Ich habe eine JTable mit einem Rowsorter. Dieser  sortiert die Zeilen beim Klick auf den TableHeader. Zusätzlich habe ich der Tabelle Drag & Drop-Funktionalität über eine von TransferHandler abgeleiteten Klasse hinzugefügt .

In der überschriebenen Methode importData möcht ich nun gerne die gewählten Tabellenzeilen verschieben.

Dabei tritt jedoch das Problem auf, dass nach einem sortieren der Tabelle zwar die Tabellendaten fein sortiert sind, aber das dahinterliegende DefaultTableModel nicht. Das Modell wird nicht mitsortiert. Somit ist m.E. die move Methode des DefaultTableModel nicht nutzbar, da die Einträge ja nicht in der sortierten Reihenfolge vorliegen.

Wie kann ich die Zeilen verschieben?

Aus meiner Sicht bleibt nur, das Verschieben nur in der Tabelle durchzuführen oder vor dem Verschieben das Model mit der Tabelle zu synchronieren.
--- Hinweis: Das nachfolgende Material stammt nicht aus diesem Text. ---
PR #764, opened 2019-08-23
Use provisioning bootstrap ip for debugging

karmab:
using the ip from provisioning network allows to use the same debugging process whether on virtual or physical environments

### DIFF
--- a/show_bootstrap_log.sh
+++ b/show_bootstrap_log.sh
@@ -1,5 +1,5 @@
 #!/bin/bash
 
-BOOTSTRAP_VM_IP=$(sudo virsh net-dhcp-leases baremetal | grep -v master | grep ipv4 | tail -n1 | sed -e 's/.*\(192.*\)\/.*/\1/')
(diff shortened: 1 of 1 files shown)


show_bootstrap_log.sh
```diff
@@ -1,5 +1,5 @@
 #!/bin/bash
 
-BOOTSTRAP_VM_IP=$(sudo virsh net-dhcp-leases baremetal | grep -v master | grep ipv4 | tail -n1 | sed -e 's/.*\(192.*\)\/.*/\1/')
-echo "Attempting to follow $1 on ${BOOTSTRAP_VM_IP} ..."
+BOOTSTRAP_VM_IP="172.22.0.2"
```
hardys: I don't think we should make this the default, because this IP relies on the static-ip-downloader starting via the ironic.service, it's something which can break (if we fail to pull the image for example, or if someone misconfigures the provisioning nic name), it'd be fine to mention this as an option in the docs though.

PR #765, opened 2019-08-23
document some of the variables used in config_example.sh

karmab:
Begin documenting some of the variables that can be set in config.sh env file


russellb:
ah yes, there were docs for these in README.md but not the config sample ...

PR #1484, opened 2022-11-29
Better default for jobs names

derekhiggins:
Using the search string "nightly-<version>" on job names ensures we don't get incorrect hits for upgrade jobs (upgrading from <version> )


derekhiggins:
/override 
CI jobs don't touch this script

PR #1486, opened 2022-12-02
AGENT-350: Gather agent data with 'make agent_gather'

pawanpinjarkar:
A new target `make agent_gather` allows the user to gather useful troubleshooting data when things go wrong even before the API services are available.

Signed-off-by: Pawan Pinjarkar [ppinjark@redhat.com](mailto:ppinjark@redhat.com)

Für ersteres habe ich so gar keine geeigneten Methoden gefunden; Letzteres wollte ich mir ersparen.

Danke
Christian


----------



## eso (13. Jun 2009)

convertRowIndexToModel(viewRowIndex)
convertRowIndexToView(viewRowIndex)


----------



## chr (13. Jun 2009)

Leider habe die Funktionen m.E. nichts damit zu tun. 

Wenn durch das Sortieren ein Element an Position 0 steht, kann man mittels deiner genannten Methoden herausfinden, an welcher Stelle nun das Element im Model steht und umgekehrt.

Wenn ich per Drag und Drop das Element vom Position 0 nach 5 verschieben möchte. Mittels der Methode convertRowIndexToModel erfahre ich nun das das das Element 0 im Model bsp Position 7 ist. 

Ein Aufruf der Methode move des Modells funktioniert dann m.E. nicht?

Des Weiteren feuert der move ein tablechange; damit wird die Tabelle dann dem Modell angepasst. Da das Modell nun nicht der Sortierung entspricht...


----------



## André Uhres (20. Jun 2009)

"Drag&Drop" und "RowSorter" können nicht gleichzeitig funktionieren: die eine Funktion zerstört die Arbeit der anderen.


----------



## chr (20. Jun 2009)

Danke, das habe ich befürchtet


----------